Your instructions — Copy the data word for word, keeping every line.

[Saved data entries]
^^^^^^^^^^^^^^^^
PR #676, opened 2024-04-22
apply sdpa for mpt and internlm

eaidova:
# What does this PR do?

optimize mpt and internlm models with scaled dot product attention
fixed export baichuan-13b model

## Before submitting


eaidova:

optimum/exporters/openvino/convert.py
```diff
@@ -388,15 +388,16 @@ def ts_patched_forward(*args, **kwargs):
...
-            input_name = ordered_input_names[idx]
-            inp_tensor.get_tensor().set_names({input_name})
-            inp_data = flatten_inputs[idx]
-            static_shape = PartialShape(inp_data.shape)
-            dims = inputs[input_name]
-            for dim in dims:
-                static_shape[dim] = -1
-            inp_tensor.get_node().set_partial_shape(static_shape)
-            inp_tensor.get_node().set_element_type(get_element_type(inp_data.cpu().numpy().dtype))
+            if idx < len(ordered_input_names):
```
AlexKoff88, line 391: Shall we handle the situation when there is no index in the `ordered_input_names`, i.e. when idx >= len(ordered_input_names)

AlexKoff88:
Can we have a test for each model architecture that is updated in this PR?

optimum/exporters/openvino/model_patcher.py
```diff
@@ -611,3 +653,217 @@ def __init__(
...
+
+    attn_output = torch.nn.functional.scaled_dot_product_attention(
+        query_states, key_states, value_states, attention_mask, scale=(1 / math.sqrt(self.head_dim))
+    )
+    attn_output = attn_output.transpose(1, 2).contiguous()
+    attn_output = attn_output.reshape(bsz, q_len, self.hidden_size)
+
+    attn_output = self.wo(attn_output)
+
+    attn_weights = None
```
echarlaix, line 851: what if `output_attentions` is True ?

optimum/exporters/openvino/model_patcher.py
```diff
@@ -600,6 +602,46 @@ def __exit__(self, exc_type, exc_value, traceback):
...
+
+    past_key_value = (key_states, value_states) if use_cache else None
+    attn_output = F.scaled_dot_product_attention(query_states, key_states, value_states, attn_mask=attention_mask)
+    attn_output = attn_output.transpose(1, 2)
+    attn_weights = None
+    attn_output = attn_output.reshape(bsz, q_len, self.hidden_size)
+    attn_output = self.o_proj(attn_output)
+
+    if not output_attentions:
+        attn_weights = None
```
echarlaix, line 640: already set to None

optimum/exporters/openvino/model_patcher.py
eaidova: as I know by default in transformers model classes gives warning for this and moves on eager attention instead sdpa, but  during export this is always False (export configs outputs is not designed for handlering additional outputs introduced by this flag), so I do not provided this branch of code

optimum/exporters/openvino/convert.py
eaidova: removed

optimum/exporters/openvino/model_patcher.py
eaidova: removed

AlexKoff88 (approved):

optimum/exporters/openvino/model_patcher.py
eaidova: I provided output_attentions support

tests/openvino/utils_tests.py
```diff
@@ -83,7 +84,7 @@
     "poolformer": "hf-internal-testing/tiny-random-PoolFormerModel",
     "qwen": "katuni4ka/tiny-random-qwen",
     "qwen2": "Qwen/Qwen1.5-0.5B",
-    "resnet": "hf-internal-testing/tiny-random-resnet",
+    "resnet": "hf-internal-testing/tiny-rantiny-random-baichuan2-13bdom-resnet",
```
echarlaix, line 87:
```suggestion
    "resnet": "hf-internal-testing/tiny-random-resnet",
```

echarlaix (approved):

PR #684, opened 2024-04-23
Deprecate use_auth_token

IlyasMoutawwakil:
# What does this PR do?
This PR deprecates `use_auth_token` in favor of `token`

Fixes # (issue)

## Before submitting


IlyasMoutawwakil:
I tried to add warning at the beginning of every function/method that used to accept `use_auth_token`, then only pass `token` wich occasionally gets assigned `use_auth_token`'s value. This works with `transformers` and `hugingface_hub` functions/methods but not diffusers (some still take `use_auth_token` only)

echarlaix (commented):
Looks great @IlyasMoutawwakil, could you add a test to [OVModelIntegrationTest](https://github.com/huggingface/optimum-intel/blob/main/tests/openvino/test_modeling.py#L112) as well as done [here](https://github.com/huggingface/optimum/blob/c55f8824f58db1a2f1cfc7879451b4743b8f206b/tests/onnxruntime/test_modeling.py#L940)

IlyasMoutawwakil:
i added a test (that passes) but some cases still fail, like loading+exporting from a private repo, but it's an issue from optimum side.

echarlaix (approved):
^^^^^^^^^^^^^^^^
Exercise output —
PR #676, opened 2024-04-22
apply sdpa for mpt and internlm

eaidova:
# What does this PR do?

optimize mpt and internlm models with scaled dot product attention
fixed export baichuan-13b model

## Before submitting


eaidova:

optimum/exporters/openvino/convert.py
```diff
@@ -388,15 +388,16 @@ def ts_patched_forward(*args, **kwargs):
...
-            input_name = ordered_input_names[idx]
-            inp_tensor.get_tensor().set_names({input_name})
-            inp_data = flatten_inputs[idx]
-            static_shape = PartialShape(inp_data.shape)
-            dims = inputs[input_name]
-            for dim in dims:
-                static_shape[dim] = -1
-            inp_tensor.get_node().set_partial_shape(static_shape)
-            inp_tensor.get_node().set_element_type(get_element_type(inp_data.cpu().numpy().dtype))
+            if idx < len(ordered_input_names):
```
AlexKoff88, line 391: Shall we handle the situation when there is no index in the `ordered_input_names`, i.e. when idx >= len(ordered_input_names)

AlexKoff88:
Can we have a test for each model architecture that is updated in this PR?

optimum/exporters/openvino/model_patcher.py
```diff
@@ -611,3 +653,217 @@ def __init__(
...
+
+    attn_output = torch.nn.functional.scaled_dot_product_attention(
+        query_states, key_states, value_states, attention_mask, scale=(1 / math.sqrt(self.head_dim))
+    )
+    attn_output = attn_output.transpose(1, 2).contiguous()
+    attn_output = attn_output.reshape(bsz, q_len, self.hidden_size)
+
+    attn_output = self.wo(attn_output)
+
+    attn_weights = None
```
echarlaix, line 851: what if `output_attentions` is True ?

optimum/exporters/openvino/model_patcher.py
```diff
@@ -600,6 +602,46 @@ def __exit__(self, exc_type, exc_value, traceback):
...
+
+    past_key_value = (key_states, value_states) if use_cache else None
+    attn_output = F.scaled_dot_product_attention(query_states, key_states, value_states, attn_mask=attention_mask)
+    attn_output = attn_output.transpose(1, 2)
+    attn_weights = None
+    attn_output = attn_output.reshape(bsz, q_len, self.hidden_size)
+    attn_output = self.o_proj(attn_output)
+
+    if not output_attentions:
+        attn_weights = None
```
echarlaix, line 640: already set to None

optimum/exporters/openvino/model_patcher.py
eaidova: as I know by default in transformers model classes gives warning for this and moves on eager attention instead sdpa, but  during export this is always False (export configs outputs is not designed for handlering additional outputs introduced by this flag), so I do not provided this branch of code

optimum/exporters/openvino/convert.py
eaidova: removed

optimum/exporters/openvino/model_patcher.py
eaidova: removed

AlexKoff88 (approved):

optimum/exporters/openvino/model_patcher.py
eaidova: I provided output_attentions support

tests/openvino/utils_tests.py
```diff
@@ -83,7 +84,7 @@
     "poolformer": "hf-internal-testing/tiny-random-PoolFormerModel",
     "qwen": "katuni4ka/tiny-random-qwen",
     "qwen2": "Qwen/Qwen1.5-0.5B",
-    "resnet": "hf-internal-testing/tiny-random-resnet",
+    "resnet": "hf-internal-testing/tiny-rantiny-random-baichuan2-13bdom-resnet",
```
echarlaix, line 87:
```suggestion
    "resnet": "hf-internal-testing/tiny-random-resnet",
```

echarlaix (approved):

PR #684, opened 2024-04-23
Deprecate use_auth_token

IlyasMoutawwakil:
# What does this PR do?
This PR deprecates `use_auth_token` in favor of `token`

Fixes # (issue)

## Before submitting


IlyasMoutawwakil:
I tried to add warning at the beginning of every function/method that used to accept `use_auth_token`, then only pass `token` wich occasionally gets assigned `use_auth_token`'s value. This works with `transformers` and `hugingface_hub` functions/methods but not diffusers (some still take `use_auth_token` only)

echarlaix (commented):
Looks great @IlyasMoutawwakil, could you add a test to [OVModelIntegrationTest](https://github.com/huggingface/optimum-intel/blob/main/tests/openvino/test_modeling.py#L112) as well as done [here](https://github.com/huggingface/optimum/blob/c55f8824f58db1a2f1cfc7879451b4743b8f206b/tests/onnxruntime/test_modeling.py#L940)

IlyasMoutawwakil:
i added a test (that passes) but some cases still fail, like loading+exporting from a private repo, but it's an issue from optimum side.

echarlaix (approved):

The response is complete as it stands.